Earlier, authorities announced that gunmen had killed a judge involved in the sentencing of Venezuela's best-known jailed political leader Leopoldo Lopez in the latest fatality of the anti-government unrest that has left at least 61 people dead.

The judge, 37-year-old Nelson Moncada, was shot and stripped of his belongings as he tried to get away from a street barricade on Wednesday night in Caracas' El Paraiso district, the scene of regular clashes, the prosecutor's office said.

This week has seen widespread violence around the Venezuelan capital, with security forces repeatedly breaking up marches by opposition supporters towards government offices downtown, and skirmishes continuing into the night.

Capriles under pressure

Protesters frequently block roads with trash and burning tires, sometimes asking passers-by for contributions toward a self-styled "Resistance" movement against Maduro.

The government said Moncada was one of the judges who ratified Lopez's 14-year jail sentence, and suggested that might have motivated his killing.

"We cannot exclude the possibility this was done by hitmen hired by right-wing terrorists to keep creating and spreading terror," Interior Minister Nestor Reverol said, referring to Venezuela's opposition.

Victims from two months of unrest have included supporters on both sides, bystanders and members of the security forces.

El Paraiso has seen nightly clashes between demonstrators, pro-government gangs and National Guard soldiers.

Maduro, 54, calls his opponents coup-mongers seeking his violent overthrow with U.S. support akin to the short-lived ouster of his predecessor Hugo Chavez in 2002.
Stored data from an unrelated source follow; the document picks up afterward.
PR #1904, opened 2022-05-11
New Lazy to replace LazyType and fix typing issues

### LINKED ISSUE #388: Improve MyPy support for LazyTypes
We've introduced LazyType["TypeName", "module.path"] as a way to use types that depend on each other but are defined in different modules, ie:

```
# a.py

if TYPE_CHECKING:
    from module.b import B

@strawberry.type
class A:
    b: LazyType["B", "module.b"]
```

```
# b.py

if TYPE_CHECKING:
    from module.a import A

@strawberry.type
class B:
    a: LazyType["A", "module.a"]
```

There's an example of this here: https://github.com/strawberry-graphql/strawberry/tree/master/tests/test_cyclic

As you can see from the tests, we have to import the module where the type was defined for mypy to not complain. I wonder if we can improve our mypy plugin (https://github.com/strawberry-graphql/strawberry/blob/master/strawberry/ext/mypy_plugin.py) to tell mypy to ignore the secondo argument or at least remove the error.

### LINKED ISSUE #1177: LazyType on resolver type-hint collides with return type
## Description

While using LazyTypes on function-based resolvers, the IDE code inspector goes crazy with the return type and type-hint mismatch.

## Context 

I've been trying to define an extensible and modular project file structure. After some iterations, I came up with the following:
* schema.py
* types.py
* resolvers.py

This structure became pretty comfortable as query and type contain very compact method-less classes that define my schemas. And most business-related logic is contained in resolvers and other util modules.

But as I've progressed on my project, I noted that this project structure has some circular dependencies that difficult the develop. Expanding this idea, the resolvers functions need a reference to the types, as they will return an Object Type to populate the resolved field. And types will need a reference to the resolvers, as a way to indicate the schema how to resolve each field that has inputs and some complex resolving logic.

## Example code
The following is the project structure that avoids any circular import issues.

> schema.py
```python
@strawberry.type
class Query: 
    library: Library = strawberry.field(
        Resolvers.library
    )

```

> types.py
```python
@strawberry.type
class Book:
    title: str
    language: str

@strawberry.type
class Library:
    """For this example we assume a Library can only has Books of the library's language.""""
    name: str
    language: str
    books: Book = strawberry.field(
        Resolvers.books
    )
```

> resolvers.py
```python
if TYPE_CHECKING:
    from types import Book, Library

class Resolvers:
    @staticmethod
    def library(self, name: str, language: str) -> LazyType["Library", "types"]:
        from types import Library
        # the next line shows: Expected type 'LazyType[Library, Any]', got 'Library' instead 
        return Library(name=name, language=language)

    @staticmethod
    def books(self, title: str) -> List[LazyType["Book", "types"]]:
        from types import Book
         # the next line shows: Expected type 'List[LazyType[Book, Any]]', got 'List[Book]' instead 
        return [Book(title=title, language=self.language)]
```

## Questions

Generally speaking, I think the issues I'm having might be a code-smell pointing that my project's structure isn't healthy. 
So my first question is if there's any suggestion on an extensible and clean project structure with some separation of concerns?

My second question is if there are any updates on how are the good practices on using LazyTypes that help me avoid the warnings that are popping up in my IDE with this approach?

As I'm using PyCharm I think #796 might be slightly related to this issue.

bellini666:
An attempt to solve typing issues with `LazyType`.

The chief prosecutor Ortega launched a blistering attack on Maduro from the steps of the pro-government Supreme Court,criticizing its ruling this week endorsing the assembly plan.

"It seems that participative and protagonistic democracy,which cost Venezuelans so much (to get), is being eliminated,"said Ortega, who broke with Maduro a few weeks ago.

"This sentence is a backward step for human rights," she added, before reading extracts from a past Chavez speech.

In further political drama, the Supreme Court ordered opposition leader Henrique Capriles on Thursday to avoid roadblocks in the Miranda state that he governs, or face jail.

Miranda includes part of the capital Caracas, and the volatile towns of San Antonio de Los Altos and Los Teques, where anti-government street barricades have been common.

The 44-year-old lawyer narrowly lost a 2013 vote to Maduro after Chavez's death from cancer, and has been at the forefront of this year's protests, calling for civil disobedience.

Authorities have already barred Capriles from running for new political posts for 15 years, on allegations of "administrative irregularities" that he denies, potentially
hobbling another bid to run in 2018 when the next presidential vote is due.